Technology in education – a report on the risks

October 30, 2023

We know that technology is transforming education. But is it improving it?

Not necessarily, according to a new Global Education Monitoring Report from UNESCO.

The report, entitled ‘Technology in Education: A tool on whose terms?’, examines the many disadvantages of technology use in schools and offers suggests for improving the situation. Here are some excerpts.

Harmful effects on learning

  • ‘Mere proximity to a mobile device was found to distract students and to have a negative impact on learning in 14 countries…’

  • ‘Technology use beyond a moderate threshold was associated with diminishing academic gains in an analysis of 2018 Programme for International Student Assessment data.’

  • ‘A meta-analysis of research in 2008–17 across 14 countries found a negative effect of mobile phones on academic performance.’

  • ‘COVID-19 online learning adversely affected younger learners.’

  • ‘Removing smartphones from schools in Belgium, Spain and the United Kingdom was found to improve learning outcomes…’

  • ‘More than one in three teachers from seven countries that participated in the 2018 ICILS – and one in two teachers in Denmark – agreed that the use of ICT in classrooms distracts students from learning’.

  • ‘A forthcoming UNESCO publication, An Ed-Tech Tragedy? Educational Technologies and School Closures in the Time of COVID-19, examines education during the pandemic from early 2020 through the end of 2022. It documents how technology-based solutions left a global majority of learners behind and how education was diminished even when technology was available and worked as intended’.

  • ‘The use of smartphones in classrooms leads to students engaging in non-school-related activities, which affects recall and comprehension. A study found that it can take students up to 20 minutes to refocus on what they were learning after engaging in a non-academic activity. Negative effects are also reported in students from the use of personal computers for non-academic activities during class, such as internet browsing, and in their peers who are in view of the screen.’

Concerns about children’s privacy and rights

  • Children’s data are being exposed, yet only 16% of countries explicitly guarantee data privacy in education by law. One analysis found that 89% of 163 education technology products recommended during the pandemic could survey children. Further, 39 of 42 governments providing online education during the pandemic fostered uses that risked or infringed on children’s rights.’

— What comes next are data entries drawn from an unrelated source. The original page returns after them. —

PR #240, opened 2017-09-06
build(packaging): produce angular package format compatible code

trotyl:
## PR Checklist
Please check if your PR fulfills the following requirements:

- [x] The commit message follows our guidelines: https://github.com/NG-ZORRO/ng-zorro-antd/blob/master/CONTRIBUTING.md#commit
- [x] Tests for the changes have been added (for bug fixes / features)
- [ ] Docs have been added / updated (for bug fixes / features)

## PR Type
What kind of change does this PR introduce?

```
[ ] Bugfix
[ ] Feature
[ ] Code style update (formatting, local variables)
[ ] Refactoring (no functional changes, no api changes)
[x] Build related changes
[ ] CI related changes
[ ] Documentation content changes
[ ] Application (the showcase website) / infrastructure changes
[ ] Other... Please describe:
```

## What is the current behavior?

Issue Number: closes #144, fixes #85 

## Does this PR introduce a breaking change?
```
[ ] Yes
[x] No
```

Issue #85, opened 2017-08-18
Not support for Rollup in AOT mode


miao17game:
## I'm submitting a...

<pre><code>
[x] Bug report  
[ ] Feature request
[ ] Documentation issue or request
[ ] Regression (a behavior that used to work and stopped working in a new release)
[ ] Support request => Please do not submit support request here
</code></pre>

## Current behavior

When i try to rollup for the AOT mode, i find that it's impossible to build with ng-zorro.

the error message is below here:

<pre><code>
> ngc -p tsconfig-aot.json && rollup -c rollup-config.js

⚠️   'default' is imported from external module 'rollup' but never used

'default' is not exported by 'node_modules\@angular\common\@angular\common.es5.js'
'default' is not exported by 'node_modules\@angular\core\@angular\core.es5.js'
�   Error: Cannot call a namespace ('moment')
node_modules\ng-zorro-antd\src\release\datepicker\nz-datepicker.component.js (17:26)
15:     this._value = null;
16:     this._today = new Date();
17:     this._selectedMonth = moment(this.nzValue).month();
                              ^
18:     this._selectedYear = moment(this.nzValue).year();
19:     this._selectedDate = moment(this.n
</code></pre>

## What is the motivation / use case for changing the behavior?

the problem is the 'moment', it's imported in time-picker component in this format:
<pre><code>
import * as moment from 'moment'
</code></pre>
but it's not support in AOT mode.
if i change the format into 
<pre><code>
import moment from 'moment'
</code></pre>
,no errors will be called up, but still some other errors in moment.
if i remove the NG-ZORRO from my angular4 project, there is nothing wrong.
And there is no problems in JIT mode.

I don't think change the source by myself is a good way to resolve this problem.
I need help.

## Environment

<pre><code>
Angular version: 4.2.4

ng-zorro-antd version: 0.5.0

Browser:
- [x] Chrome (desktop) version 59
- [ ] Firefox version XX
- [ ] Safari (desktop) version XX
- [ ] IE version XX
 
For Tooling issues:
- Node version: XX  
- Platform: Windows7 

Others:

</code></pre>

miao17game:
well, i have gotten a new way to resolve this problem, the is the plugins section in my rollup-config:
<pre><code>
plugins: [
        nodeResolve({ jsnext: true, module: true }),
        commonjs({
            namedExports: {
[...]

PR #315, opened 2017-09-17
no need to fix moment. introduce moment in right way

LinBoLen:
## PR Checklist

## PR Type

```
[ ] Bugfix
[ ] Feature
[ ] Build related changes
[ ] CI related changes
[ ] Other... Please describe:
```

Issue Number: #85 #169 #240

```
[ ] Yes
[x] No
```

### DIFF
--- a/rollup.config.js
+++ b/rollup.config.js
@@ -43,20 +43,6 @@ if (format === 'es') {
   })
 }
 
-function fixMoment() {
-  return {
-    name: 'fix-moment-import',
-    transform(content) {
-      if (!content.includes(`import * as moment from 'moment'`)) { return }
-
-      return content.replace(
-          `import * as moment from 'moment'`,
-          `import moment from 'moment'`
-      )
-    },
-  }
-}
-
 let input
 let file
 
@@ -81,7 +67,7 @@ export default {
   },
   exports: 'named',
   name: 'ngZorro.antd',
-  plugins: [fixMoment(), resolve()],
+  plugins: [resolve()],
   external: Object.keys(globals),
   globals,
 }
--- a/src/components/calendar/nz-calendar.component.ts
+++ b/src/components/calendar/nz-calendar.component.ts
@@ -10,7 +10,7 @@ import {
   EventEmitter, HostBinding
 } from '@angular/core';
 
-import * as moment from 'moment';
+import moment from 'moment';
 import { Moment } from 'moment';
 import 'moment/locale/zh-cn';
 
--- a/src/components/datepicker/nz-datepicker.component.ts
+++ b/src/components/datepicker/nz-datepicker.component.ts
@@ -8,7 +8,7 @@ import {
   ViewChild,
   HostBinding, OnInit
 } from '@angular/core';
-import * as moment from 'moment';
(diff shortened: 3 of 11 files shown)


LinBoLen:
it seems that it will cause typescript lint error in angular cli project.
but we can superress the error

vthinkxie:
@trotyl any idea?

trotyl:
This would require user to have `allowSyntheticDefaultImports` on their own `tsconfig`, would be a breaking change (even is small).

trotyl:
@LinBoLen Can you provide what your error is, working fine in my local env and CI.

trotyl:
Another issue is that `default` auto-fallback it not available in closure compiler, even we didn't officially support it now, it should be considered for all Angular library (in not introducing compatibility issue deliberately).

LinBoLen:
- never mind the lint error, it comes from webstorm default typescript service, this is just one of thousand lint error.
- `allowSyntheticDefaultImports ` is used for developer work on ng-zorro-antd.  no user
- closure compiler auto-fallback without `allowSyntheticDefaultImports` in typescript

trotyl:
The `.d.ts` is provided along with the library distribution, it would show TypeScript error for no default export, unless user also have set `allowSyntheticDefaultImports` in their `tsconfig`.

`allowSyntheticDefaultImports` would not change generated result, and closure didn't care about `.d.ts` at all, whatever set in `tsconfig` won't help.

trotyl:
You can have a look of [official usage](https://github.com/angular/material2/blob/master/src/material-moment-adapter/adapter/moment-date-adapter.ts#L17-L19), namespace export are always required (as long as we don't want to break user), and our in-build process is much simpler than this. (And it's OK since we just have one library)

trotyl:
I guess you may have some misunderstandings about `allowSyntheticDefaultImports`.

`allowSyntheticDefaultImports` is a type-checking specific option (like `allowUnusedLabels` or `noImplicitAny`), only defines the type-checking rule, results in no change of generated files (none of `.js`, `.d.ts` or `.map` would be affected).

This kind of options have no propagation behavior, even if it compiles in your workspace, does not mean it can work in it's consumers'. (eg. `https://github.com/angular/angular/issues/17863`, `https://github.com/angular/angular/issues/17522`, or `https://github.com/angular/angular/issues/17800`, not want to pollute them so didn't use links) 

What you need may be covered in `https://github.com/Microsoft/TypeScript/issues/16093`.

LinBoLen:
but it seems that just use `import moment from moment`. it works

trotyl:
That's because currently we don't have any type dependency of the namespace import.

You can try with:

```typescript
import * as moment from 'moment';
export const t = moment();
```

Then the generated `.d.ts` file will be:

```typescript
import * as moment from 'moment';
export declare const t: moment.Moment;
```

So that our way of importing would be propagated to our consumers.

In `moment.d.ts`, there're hundred of types, once any of them be used implicitly in our code, the users will be break.

trotyl:
I suggest that just making the same Pull Request to `material2` and they can answer it better (if they want).

PR #393, opened 2017-09-29
docs(API): add note on nzDefaultValue

tigercosmos:
Add note about `nzDefaultValue` in  `nz-slider` `API`

r? @vthinkxie

### DIFF
--- a/src/showcase/nz-demo-slider/nz-demo-slider.html
+++ b/src/showcase/nz-demo-slider/nz-demo-slider.html
@@ -110,7 +110,7 @@
       </tr>
       <tr>
         <td>nzDefaultValue</td>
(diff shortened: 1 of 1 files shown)


vthinkxie:
@wilsoncook

tigercosmos:
@wilsoncook What I want to express is, I expect `nzDefaultValue` should be the default value no matter `ngModel` has value, however the result is not.

For example:
```
 <Slider defaultValue={[20, 50]} [(ngModal)]="sliderValue">
```
which `sliderValue= [0, 100]`, and the result of slider would be ranged from 0 to 100, not as the expected 20 to 50. It would only be 20 to 50 if `sliderValue` does not set value.

That is this PR want to talk about.

wilsoncook:
@tigercosmos AFAIK, to keep the value under a range, should use `min` and `max` option, the `defaultValue` only means something initialize value: if the `ngModal` haven't been initialized, use `defaultValue` as an alternative.

PR #538, opened 2017-11-06
README: Add note for document

tigercosmos:
Add note on `README`. 
User can find older version document as well as the latest one.


tigercosmos:
@vthinkxie r?

vthinkxie:
I suggest not to show the old version, since they are not under maintain any longer, it may confuse the users and bring issues that has been fixed in latest version.

PR #2570, opened 2018-12-02
More used nz icon

JLHwung:
## PR Checklist

## PR Type

```
[x] Bugfix
[ ] Feature
[ ] Build related changes
[ ] CI related changes
[ ] Other... Please describe:
```

Issue Number: N/A
Bundling ng-zorro-antd to a webpack dll should imports all used icons

## What is the new behavior?
Some icons are missing

```
[ ] Yes
[x] No
```

## Other information
The `NZ_ICONS_USED_BY_ZORRO` is a non-compulsory contract between the component authors and the bundler. It is not easy and straightforward for authors to write `nz-icon type="foo"` and then just remember to check the `nz-icon` service whether the icon `FooOutline` is registered. What's more, the typical usage of `ng-zorro-antd` will not bail in most situations where a full ant-desigin/icons-angular is served, thus it is more difficult for author to recognize such kinds of error without testing against the other situations.

That is why I find out there are 5 components missing explicit icon import --- people just don't know about there is, mentally, such kind of `after-use-nz-icon-type` hook.

### Proposed solution
A perfect solution will not land without an architect change of ant-design/icons-angular. But we can kindly remind authors to register icon usage in our PR template. A checklist, i.e.
```
### component template
- [ ] Added icon import on `components/icon/nz-icon.service.ts`
```
will help on this scenario.


wendzhue:
@JLHwung Thanks for you hard work! May I ask do you include icons that are only used in demos?

JLHwung:
> May I ask do you include icons that are only used in demos?

No. I searched the term`nz-icon` with file mask `*.component.html` in the scope of `path/to/ng-zorro-antd/components`, so I don't think the icons used in demos would be matches.

PR #2703, opened 2018-12-28
Fix issue#2586

Wetinee:
Add 'upload' part to make NzI18nService support fr_FR.

### DIFF
--- a/components/i18n/languages/fr_FR.ts
+++ b/components/i18n/languages/fr_FR.ts
@@ -14,8 +14,8 @@ export default {
     filterConfirm: 'OK',
     filterReset: 'Réinitialiser',
     emptyText: 'Aucune donnée',
-      selectAll: 'tout sélectionner',
-      selectInvert: 'sélectionnez inverser',
+    selectAll: 'tout sélectionner',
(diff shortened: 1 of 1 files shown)


components/i18n/languages/fr_FR.ts
```diff
@@ -14,6 +14,8 @@ export default {
     filterConfirm: 'OK',
     filterReset: 'Réinitialiser',
     emptyText: 'Aucune donnée',
+      selectAll: 'tout sélectionner',
```
wendzhue: Indent

Wetinee: OK and thanks for your advice.

wendzhue: Oh. And the first character should be uppercase. Didn't noticed that. Sorry. 🤣

Wetinee: My mistake. See if it's ok now.

wendzhue:
Thanks for submitting this pr. Related problem was closed by https://github.com/NG-ZORRO/ng-zorro-antd/pull/2737.

PR #3006, opened 2019-03-01
docs(module:calendar): add sample usage of `TemplateRef`

dodobelieve:
docs(Calendar): add sample usage of TemplateRef

Add sample usage of TemplateRef,  show date in the tempate.

### DIFF
--- a/components/calendar/doc/index.zh-CN.md
+++ b/components/calendar/doc/index.zh-CN.md
@@ -34,7 +34,7 @@ registerLocaleData(zh);
   <div *dateCell>Foo</div>
 </nz-calendar>
 <!-- 传入 TemplateRef 的方式 -->
-<ng-template #dateCellTpl>Bar</ng-template>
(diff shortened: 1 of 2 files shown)


components/calendar/doc/index.zh-CN.md
```diff
@@ -34,7 +34,7 @@ registerLocaleData(zh);
   <div *dateCell>Foo</div>
 </nz-calendar>
 <!-- 传入 TemplateRef 的方式 -->
-<ng-template #dateCellTpl>Bar</ng-template>
+<ng-template #dateCellTpl let-date><span>{{ date.getDate() }}</span></ng-template>
```
HsuanXyz: `index.en-US.md` also needs to be this change

trotyl: How about using `{{ date | date:'d'}}`? `DatePipe` is `pure: true` and avoids the re-invocation. Also calling function in template is not recommended.

dodobelieve: sure,it's better.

  • Regarding the use of AI: ‘There are risks associated with human rights (e.g. use of surveillance techniques), democracy (e.g. algorithms reproducing prejudices) and legislation (e.g. the possibility of making the use of AI compulsory in education)’

Environmental impacts of digital technology

  • ‘Devices lead to a surplus of e-waste. Extending the lifespan of all smartphones in the European Union by a year would be equivalent to taking over 1,000,000 cars off the road in terms of carbon emissions.’


  • ‘Technology is evolving too fast to permit evaluation that could inform decisions on legislation, policy and regulation.’

Other issues

  • ‘We saw children as young as nine years old requesting smartphones, and it was evident that these children were not emotionally ready to navigate the complexities of these devices and the digital world.’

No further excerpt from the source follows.